§ **Extracted records**
■ ■ ■ ■

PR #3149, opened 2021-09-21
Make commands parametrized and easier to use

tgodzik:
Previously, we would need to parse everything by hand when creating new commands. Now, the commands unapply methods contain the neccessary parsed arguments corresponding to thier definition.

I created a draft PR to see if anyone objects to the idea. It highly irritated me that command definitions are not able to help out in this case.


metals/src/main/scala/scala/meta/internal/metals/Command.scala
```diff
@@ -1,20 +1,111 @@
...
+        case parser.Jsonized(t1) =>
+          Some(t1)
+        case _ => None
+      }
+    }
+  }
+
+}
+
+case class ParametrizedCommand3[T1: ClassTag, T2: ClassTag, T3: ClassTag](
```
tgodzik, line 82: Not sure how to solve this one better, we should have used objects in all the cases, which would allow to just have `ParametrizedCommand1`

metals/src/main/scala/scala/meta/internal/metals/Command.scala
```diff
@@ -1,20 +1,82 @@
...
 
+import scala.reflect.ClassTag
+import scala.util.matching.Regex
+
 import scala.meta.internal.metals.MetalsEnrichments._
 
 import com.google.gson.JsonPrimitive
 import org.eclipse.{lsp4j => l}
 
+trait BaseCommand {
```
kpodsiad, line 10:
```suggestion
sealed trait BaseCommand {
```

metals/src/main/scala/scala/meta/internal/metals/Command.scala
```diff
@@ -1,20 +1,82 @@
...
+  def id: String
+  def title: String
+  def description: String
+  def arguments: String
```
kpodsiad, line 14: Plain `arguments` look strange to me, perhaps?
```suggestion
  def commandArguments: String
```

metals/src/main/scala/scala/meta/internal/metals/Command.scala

■ ■ ■ ■

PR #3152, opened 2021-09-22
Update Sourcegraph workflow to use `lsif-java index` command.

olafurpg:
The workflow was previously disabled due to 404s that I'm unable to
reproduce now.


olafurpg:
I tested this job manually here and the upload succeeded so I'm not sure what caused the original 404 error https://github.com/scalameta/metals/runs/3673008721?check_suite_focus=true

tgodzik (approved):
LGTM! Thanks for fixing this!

■ ■ ■ ■

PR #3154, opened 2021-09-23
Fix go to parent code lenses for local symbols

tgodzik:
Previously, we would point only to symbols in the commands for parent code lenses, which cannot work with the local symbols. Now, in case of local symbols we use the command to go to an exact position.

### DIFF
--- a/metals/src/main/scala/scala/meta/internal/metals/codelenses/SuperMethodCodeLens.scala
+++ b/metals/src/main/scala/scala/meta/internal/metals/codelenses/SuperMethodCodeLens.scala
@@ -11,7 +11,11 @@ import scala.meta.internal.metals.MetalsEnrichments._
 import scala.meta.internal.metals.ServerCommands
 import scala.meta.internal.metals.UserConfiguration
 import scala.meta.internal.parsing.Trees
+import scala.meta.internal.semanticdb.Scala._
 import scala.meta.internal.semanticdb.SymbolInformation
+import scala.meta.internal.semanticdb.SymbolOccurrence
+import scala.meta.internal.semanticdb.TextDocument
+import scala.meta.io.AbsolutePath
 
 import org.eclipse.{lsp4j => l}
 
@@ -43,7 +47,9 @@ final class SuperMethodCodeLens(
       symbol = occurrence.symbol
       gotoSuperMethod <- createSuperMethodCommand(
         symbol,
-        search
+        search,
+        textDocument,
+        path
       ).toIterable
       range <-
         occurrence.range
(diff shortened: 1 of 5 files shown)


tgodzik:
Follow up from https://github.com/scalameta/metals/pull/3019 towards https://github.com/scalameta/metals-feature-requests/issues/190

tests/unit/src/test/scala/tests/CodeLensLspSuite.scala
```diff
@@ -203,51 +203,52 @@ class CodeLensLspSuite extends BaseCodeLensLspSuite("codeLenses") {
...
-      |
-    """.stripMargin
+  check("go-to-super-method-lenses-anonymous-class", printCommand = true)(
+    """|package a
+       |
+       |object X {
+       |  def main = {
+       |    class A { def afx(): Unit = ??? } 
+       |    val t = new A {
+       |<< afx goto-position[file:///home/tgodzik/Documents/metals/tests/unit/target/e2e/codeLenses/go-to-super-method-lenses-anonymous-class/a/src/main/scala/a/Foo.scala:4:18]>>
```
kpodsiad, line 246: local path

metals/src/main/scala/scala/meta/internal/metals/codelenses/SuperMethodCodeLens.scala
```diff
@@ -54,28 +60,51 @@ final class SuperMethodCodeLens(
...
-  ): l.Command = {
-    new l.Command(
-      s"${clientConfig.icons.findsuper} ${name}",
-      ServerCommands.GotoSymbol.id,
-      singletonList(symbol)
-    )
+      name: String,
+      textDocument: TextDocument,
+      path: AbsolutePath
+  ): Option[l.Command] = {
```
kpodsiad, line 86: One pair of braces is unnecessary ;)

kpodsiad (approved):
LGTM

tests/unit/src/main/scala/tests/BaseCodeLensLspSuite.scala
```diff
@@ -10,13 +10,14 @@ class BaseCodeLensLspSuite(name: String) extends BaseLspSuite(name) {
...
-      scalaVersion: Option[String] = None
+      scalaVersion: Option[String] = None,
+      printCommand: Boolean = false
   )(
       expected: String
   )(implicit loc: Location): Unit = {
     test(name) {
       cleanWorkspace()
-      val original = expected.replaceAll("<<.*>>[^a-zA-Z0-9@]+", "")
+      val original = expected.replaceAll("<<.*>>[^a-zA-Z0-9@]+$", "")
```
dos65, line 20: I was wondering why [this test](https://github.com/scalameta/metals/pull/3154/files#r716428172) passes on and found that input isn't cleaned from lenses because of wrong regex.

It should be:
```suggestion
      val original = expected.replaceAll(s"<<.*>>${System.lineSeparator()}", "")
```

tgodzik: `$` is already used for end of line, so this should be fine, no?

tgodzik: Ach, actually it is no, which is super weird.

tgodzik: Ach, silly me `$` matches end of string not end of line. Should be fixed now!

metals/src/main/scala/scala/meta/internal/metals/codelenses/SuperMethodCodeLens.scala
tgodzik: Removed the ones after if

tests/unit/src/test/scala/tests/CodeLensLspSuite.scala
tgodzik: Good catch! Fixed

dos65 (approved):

■ ■ ■ ■

§ **What the exercise asks**
Go through the data above and tally every line that includes "workflow". State only the total.

§ **Exercise output**
2